Amigo de que valor es la R602 de esa fuente ...tengo una que se le quemo esa resistencia


----------



## skynetronics (Nov 26, 2020)

R602 es una resistencia de óxido metálico de 0.15 ohm x 2w que va en el Source del MOSFET de la etapa PFC. 

Sigue las indicaciones que se te dieron en el post #10, ya que debes medir los voltajes que ya se te pidieron para la fuente stand-by antes de estar cambiando componentes de la fuente principal. Chequea bien todo.


----------



## GeorgeCaicedo (Nov 26, 2020)

Ok gracias amigo. Practicamente es un puente...puedo sustituirla por una de carbon de un valor aproximado y realizar luego las medidas de voltage indicadas o los mido sin la resistencia en cueation ??


----------



## skynetronics (Nov 26, 2020)

Yo no lo recomiendo. 

Hacer esas adaptaciones (poner un alambre, poner resistencia de carbón, etc) son bajo tu propio riesgo. La resistencia debe estar puesta para que el MOSFET del PFC funcione. 

Si tienes placas para reciclaje, no creo que te cueste encontrar una resistencia parecida a esa.

Suerte.


----------



## GeorgeCaicedo (Dic 10, 2020)

skynetronics dijo:


> Si no tienes el voltaje de 3.5v (stand-by), tienes que centrarte en habilitar esa sección antes de preocuparte de los MOSFET y de los voltajes de 12v y 24v (controladas por otra fuente independiente a esa).
> 
> Sube fotos claras de tu fuente por el lado componentes y pistas. Mide el voltaje en el filtro principal (y anota el voltaje que te da).
> 
> ...




	Mensaje automáticamente combinado: Dic 10, 2020

El voltage en el filtro principal es de 160 V. Los voltajes en el IC 500 son ( del pin 1 al 8 respectivamente ) : 0/5/0/160/160/200mv/ pin 7 oscila entre 10 y 17 volt, no es estable y pin 8: 0 vol....

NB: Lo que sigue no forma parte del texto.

PR #75, opened 2026-04-27
feat: support glob patterns in include directives

### LINKED ISSUE #73: Support glob patterns in !include directives (REQ-GAP-004b)
## Description

Support glob pattern expansion in `include` (and `!include`) directives.

This is **REQ-GAP-004b** from `docs/requirements.md` (line 496) — a confirmed need from the `betterbytes-org/ledger` migration.

## Use Case

`betterbytes-org/ledger` uses `!include ../people/*.ledger` to include all per-person account files. Without glob support, the migration to doppio is blocked or requires explicit `include` lines for every file.

## Current State

The `include` directive supports single file paths only. The CLI's `file_opener` helper in `src/lib.rs` already uses `glob::glob()`, but this isn't wired through the parser's include handling.

## Required Behavior

- Glob pattern expansion using standard `*`, `?`, `[...]` syntax
- **Deterministic ordering**: lexicographic sort of matched paths (consistent across platforms)
- **Error on zero matches**: a glob that matches nothing should fail with a clear error, not silently include nothing
- Relative paths resolved against the directory of the file containing the directive

## Acceptance Criteria

- [ ] `include foo/*.ledger` includes all matching `.ledger` files
- [ ] Files included in lexicographic order (deterministic across runs and platforms)
- [ ] Glob with no matches produces an error pointing to the source location
- [ ] Existing single-file `include` continues to work unchanged
- [ ] Test coverage for: single file, multiple matches, no matches, recursive glob (`**`)

## References

- `docs/requirements.md` §5.1.3, REQ-GAP-004b
- Existing glob implementation in `src/lib.rs:file_opener`
- Phase 4 milestone (umbrella: #17 / #23 — though this is independent of both)

alevy:
## Summary

Closes #73

Implements glob pattern support for `include` directives per REQ-GAP-004b.

- **Glob expansion**: `include accounts/*.ledger` expands all matching files via the `glob` crate already in the dependency tree.
- **Deterministic ordering**: Matched paths are explicitly sorted after expansion, guaranteeing lexicographic order across all filesystems (POSIX makes no ordering guarantee for directory iteration).
- **Error on zero matches**: A glob pattern containing `*`, `?`, or `[` that matches no files returns a clear error rather than silently including nothing. A literal path that does not exist also errors (previously would silently include nothing).
- **Recursive glob**: `include people/**/*.ledger` works via `glob`'s `**` support.

## Breaking API change (pre-1.0)

`Parser<F>` opener signature and `parse_ledger`/`Parser::parse` return types changed:

| Before | After |
|--------|-------|
| `F: Fn(&str) -> String` | `F: Fn(&str) -> Result<String, Box<dyn std::error::Error>>` |
| `Parser::parse` returns `Result<Journal, pest::error::Error<Rule>>` | returns `Result<Journal, Box<dyn std::error::Error>>` |
| `parse_ledger` returns `Result<Journal, pest::error::Error<Rule>>` | returns `Result<Journal, Box<dyn std::error::Error>>` |

Migration: change opener closures from `|_| String::new()` to `|_| Ok(String::new())`.

`?` and `.unwrap()` callsites need no changes.

## Design decisions

- **`Box<dyn Error>` over a custom error enum**: The opener is a user-supplied callback; a custom enum would require every user-defined error type to be wrapped. `Box<dyn Error>` is the minimal change that threads errors through cleanly without constraining callers.
- **Explicit sort after expansion**: The `glob` crate docs say "paths are visited in an unspecified order". Sorting after collection guarantees deterministic, cross-platform lex ordering.
- **Glob logic in `file_opener`, not `Parser`**: Keeps the parser I/O-agnostic. Library users who implement custom openers can apply their own glob semantics (or none).

## Test plan

- [x] `tests/glob_include.rs`: single-file literal include, multi-file glob in lex order, zero-match glob error, literal-path-not-found error, recursive `**` glob
- [x] All existing inline tests, `tests/dop_format.rs`, and all benchmarks updated to use the new `Ok(String::new())` opener form

### DIFF
--- a/benches/parse.rs
+++ b/benches/parse.rs
@@ -8,7 +8,7 @@ fn bench_parse(c: &mut Criterion) {
     group.measurement_time(Duration::from_secs(15));
     for (name, input) in data::workloads() {
         let mut parser = doppio::parser::Parser {
-            opener: |_: &str| String::new(),
+            opener: |_: &str| Ok(String::new()),
             base_path: PathBuf::new(),
         };
         group.bench_with_input(BenchmarkId::new("parse", name), &input, |b, input| {
--- a/benches/pipeline.rs
+++ b/benches/pipeline.rs
@@ -3,8 +3,8 @@ use std::{path::PathBuf, time::Duration};
 
 mod data;
 
-fn make_parser() -> doppio::parser::Parser<impl Fn(&str) -> Result<String, Box<dyn std::error::Error>>>
-{
+fn make_parser()
+-> doppio::parser::Parser<impl Fn(&str) -> Result<String, Box<dyn std::error::Error>>> {
     doppio::parser::Parser {
         opener: |_: &str| Ok(String::new()),
         base_path: PathBuf::new(),
--- a/benches/pipeline.rs
+++ b/benches/pipeline.rs
@@ -3,9 +3,10 @@ use std::{path::PathBuf, time::Duration};
 
 mod data;
 
-fn make_parser() -> doppio::parser::Parser<impl Fn(&str) -> String> {
+fn make_parser() -> doppio::parser::Parser<impl Fn(&str) -> Result<String, Box<dyn std::error::Error>>>
+{
     doppio::parser::Parser {
-        opener: |_: &str| String::new(),
+        opener: |_: &str| Ok(String::new()),
         base_path: PathBuf::new(),
     }
 }
--- a/benches/queries.rs
+++ b/benches/queries.rs
@@ -4,8 +4,8 @@ use std::{collections::BTreeMap, path::PathBuf, time::Duration};
 
 mod data;
 
-fn make_parser() -> doppio::parser::Parser<impl Fn(&str) -> Result<String, Box<dyn std::error::Error>>>
-{
+fn make_parser()
+-> doppio::parser::Parser<impl Fn(&str) -> Result<String, Box<dyn std::error::Error>>> {
     doppio::parser::Parser {
         opener: |_: &str| Ok(String::new()),
         base_path: PathBuf::new(),
--- a/benches/queries.rs
+++ b/benches/queries.rs
@@ -4,9 +4,10 @@ use std::{collections::BTreeMap, path::PathBuf, time::Duration};
 
 mod data;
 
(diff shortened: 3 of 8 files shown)


alevy:
Thanks for the review.

**Addressed:**
- Docstring inaccuracy about "absolute path" — fixed in fbef32d.

**Acknowledged but not changing in this PR:**
- **`to_str().unwrap()` panic on non-UTF-8 paths** — this code already existed pre-PR; the change here only added `?` for opener errors, not the path conversion. Will leave as-is to keep this PR scoped to glob expansion. Worth a follow-up issue if non-UTF-8 ledger paths become a real consumer concern.
- **Suppressed comment: `new_base_path` double-join** — same situation: the `include_path.parent().map(|p| self.base_path.join(p))` logic was unchanged by this PR. The double-join concern is pre-existing. Tested cases (single literal include, recursive globs across subdirs) work correctly in the new integration tests, so the practical behavior is fine. Worth filing separately if a real failure mode emerges.
- **Suppressed comment: glob includes set base_path once for files in different subdirs** — valid concern for nested includes inside glob-matched files, but no consumer hits this today (`betterbytes-org/ledger`'s glob usage is flat: `!include ../people/*.ledger`). Would justify the larger refactor of having the opener return per-file paths-and-contents only when a real use case emerges.

alevy:
Pushed in 064992d:

**Fixed (real bug):**
- File concatenation lacked a separator. Now inserts `\n` between files when the buffer doesn't already end with one. New test `glob_files_without_trailing_newline_are_separated` covers this.

**The other three new comments are wrong (CI confirms):**
- *"`format!(...).into()` won't compile"* — `Box<dyn Error>: From<String>` is in stdlib (the `String: From<String>` impl + the `Box<dyn Error>: From<E: Error>` impl, plus a specific `Box<dyn Error>: From<String>` blanket). The code compiles and CI runs the tests.
- *"`pattern.contains(['*', '?', '['])` won't compile"* — `str::contains` accepts `&[char]` / `[char; N]` patterns since Rust 1.51. Confirmed working on the pinned 1.95 toolchain.
- *"non-UTF-8 path panic"* — already responded to: this code is unchanged from pre-PR; out of scope here.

	Mensaje automáticamente combinado: Dic 10, 2020



GeorgeCaicedo dijo:


> Mensaje automáticamente combinado: Dic 10, 2020
> 
> 
> El voltage en el filtro principal es de 160 V. Los voltajes en el IC 500 son ( del pin 1 al 8 respectivamente ) : 0/5/0/160/160/200mv/ pin 7 oscila entre 10 y 17 volt, no es estable y pin 8: 0 vol....





GeorgeCaicedo dijo:


> Mensaje automáticamente combinado: Dic 10, 2020
> 
> 
> El voltage en el filtro principal es de 160 V. Los voltajes en el IC 500 son ( del pin 1 al 8 respectivamente ) : 0/5/0/160/160/200mv/ pin 7 oscila entre 10 y 17 volt, no es estable y pin 8: 0 vol....
> ...


----------



## skynetronics (Dic 10, 2020)

Si no tienes voltaje stand-by de 3.5v debes comprobar el estado de IC500 y revisar si los diodos zener alrededor de IC500 están bien. Suelen fallar o tener fugas en este tipo de fuentes.


----------



## GeorgeCaicedo (Dic 11, 2020)

Los diodos Zener los despegue de un pin a cada uno y con el multimetro en prueba de diodos me arroja que conducen en un solo sentido, no estan abiertos o en corto. Los capacitores electroliticos todos se ven bien a la vista, ninguno inflado o abombado...los demas diodos por ahi tambien miden en un solo sentido. En los zener Zd101, 501 y 503 no hay voltaje en ningun extremo, Zd502  con voltaje variando de 10 a 17 vol , inestable.  Voy a revisar los optoacopladores a ver que resulta. Seria buenisimo encontrar el diagrama correcto para ese modelo !!!


----------



## skynetronics (Dic 11, 2020)

Revisa los opto, pero puede que el principal culpable de la falla sea IC500, en cuyo caso tendrías que simplemente reemplazarlo.


----------



## GeorgeCaicedo (Dic 11, 2020)

Ok gracias voy a ver si lo consigo en la tienda de repuestos...gracias


----------



## skynetronics (Dic 11, 2020)

Cuando ya tengas los 3.5v de stand-by, no intentes forzar el encendido de la fuente aún, ya que según comentabas, se había quemado Q601 y R602. Sólo preocúpate por ahora de habilitar nuevamente el voltaje stand-by y apenas esté eso OK, avisas por acá.


----------



## GeorgeCaicedo (Dic 16, 2020)

skynetronics dijo:


> Cuando ya tengas los 3.5v de stand-by, no intentes forzar el encendido de la fuente aún, ya que según comentabas, se había quemado Q601 y R602. Sólo preocúpate por ahora de habilitar nuevamente el voltaje stand-by y apenas esté eso OK, avisas por acá.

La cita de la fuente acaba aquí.